Reducing Grain Breakage in Granular Materials During Loading
摘要
Granular materials experience grain breakage under high stress, resulting in increased compressibility and reduced mechanical performance. Such behavior also occurs under current stresses when grains have a low individual strength. This study investigates the mitigation of such degradation through a grading-based strategy in a Lightweight Expanded Clay Aggregates (LECA). A series of single-particle crushing and oedometer compression tests were performed on mono- and bidisperse LECA samples, with and without gravel inclusions. The experimental program examined the stress-strain behavior, compressibility, and breakage evolution. The results confirmed that grain size and grading significantly affect grain breakage probability and deformation.
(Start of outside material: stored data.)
PR #6307, opened 2022-01-19
feat(web): Stepper - state machine

RunarVestmann:
# Stepper - state machine

Documentation: https://www.notion.so/StepperFSM-island-is-c73a41e32c7d40a2b157b75b3f156c2c

## What

* A new and improved Stepper, that's still under development, (called StepperFSM since we don't want to replace the current stepper yet) which will allow for radio and dropdown answers as well as a helper unit that allows you to see errors stated in the stepper configuration (intended to be used by those that set up the Stepper in Contentful). And also, the question answers are stored via query parameters so when you refresh or send the link to someone your previous answers will be remembered. 
* Now when you click on the EN button on a baby article then you'll actually visit the baby article's english page instead of jumping to the article's english page.

## Why

* As of right now the current Stepper only allows for yes and no answers and doesn't allow you to see what your previous answers were

## Information and future plans

This is a Stepper that is intended to be used on baby articles. When setting up the Stepper in Contentful you'll have to provide a JSON configuration for the Stepper state machine. This can be hard to do and that's why we made a helper unit that's only visible when the web is running locally or on the dev environment (there's even a fail-safe since you need to click four times on a question title in order to make the helper unit appear just in case the helper could be viewed in production). This helper unit shows you what errors reside in your JSON configuration and help you in defining the state machine correctly. In the future we hope to improve the helper unit in a way that the user could even draw their own state diagram in the helper unit which will generate the appropriate configuration that the user can then copy and paste into Contentful.

If you want to run this branch locally here are a few Stepper examples to check out:

(Very simple example that's shown in the documentation)
http://localhost:4200/stepper-demo/example-stepper

(Notice that in the helper here there is an error but everything still works, that's because there's an extra unnecessary state in the configuration that isn't used)
http://localhost:4200/stepper-demo/stepper-aritun

(Simple example that demonstrates the optionsFromSource field that a step can have, meaning that we read options from a UI configuration and in this example we are utilizing a predetermined list of countries)
http://localhost:4200/stepper-demo/stepper-demo-page

## Screenshots / Gifs

image

image

## Checklist:


apps/web/components/StepperFSM/StepperFSM.tsx
```diff
@@ -0,0 +1,461 @@
...
+      props.stepper?.steps
+        ?.map((s) => s.slug)
+        ?.map((s) => getStepBySlug(props.stepper, s)) ?? []
+
+    const stepConfigErrors = steps.map((step) => ({
+      step,
+      errors: validateStepConfig(step),
+    }))
+
+    const showStepperConfigHelper = STEPPER_HELPER_ENABLED
```
kksteini, line 128: Curious about this. Is there a reason the `showStepperConfigHelper` is declared instead of using `STEPPER_HELPER_ENABLED`?

apps/web/components/StepperFSM/StepperFSM.tsx
```diff
@@ -0,0 +1,461 @@
...
+              underline="small"
+              underlineVisibility="always"
+              color="blue400"
+              shallow={true}
+              href={{
+                pathname: urlWithoutQueryParams,
+                query: query,
+              }}
+            >
+              {activeLocale === 'en' ? 'Change' : 'Breyta'}
```
kksteini, line 280: Can this not be achieved with translations and passed as props, perhaps?

apps/web/components/StepperFSM/StepperFSM.tsx
```diff
@@ -0,0 +1,461 @@
...
+                },
+              })
+              .then(() => window.scrollTo(0, 0))
+
+            if (!transitionWorked) {
+              setTransitionErrorMessage(
+                activeLocale === 'en'
+                  ? 'Sadly, the next step could not be loaded'
+                  : 'Því miður gekk ekki að hlaða niður næsta skrefi',
+              )
```
kksteini, line 330: Can this not be achieved with translations?

apps/web/components/StepperFSM/StepperFSM.tsx
```diff
@@ -0,0 +1,461 @@
...
+          />
+        )
+      })
+
+    if (currentStepType === STEP_TYPES.QUESTION_DROPDOWN)
+      return (
+        <Select
+          name="step-option-select"
+          noOptionsMessage={
+            activeLocale === 'en' ? 'No options' : 'Enginn valmöguleiki'
```
kksteini, line 387: Same here.
In the future, Polish might be added f.x.

apps/web/components/StepperFSM/StepperFSMUtils.tsx
```diff
@@ -0,0 +1,386 @@
...
+
+const stepContainsQuestion = (step: Step) => {
+  return (
+    step.subtitle &&
+    step.subtitle.length > 0 &&
+    step.subtitle[0].__typename === 'Html' &&
+    step.subtitle[0].document.content.length > 0 &&
+    step.subtitle[0].document.content[0].content &&
+    step.subtitle[0].document.content[0].content.length > 0
+  )
```
kksteini, line 356: Assuming step is defined, isn't it enough to do:
`step?.subtitle[0]?.document?.content[0]?.content?.length > 0`?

Gap-graded mixtures exhibited lower compressibility, higher yield stress, and reduced breakage indexes. Notably, introducing a smaller grain fraction—either homogeneously or heterogeneously via top-down percolation—delayed the onset of breakage and improved the material’s performance. The effectiveness of gravel inclusion was particularly pronounced, reducing vertical strain by up to 18% and breakage by over 40% at 5000 kPa. These findings suggest that gap-grading offers a practical and sustainable alternative to chemical reinforcement techniques, with potential for in-situ application in geotechnical projects.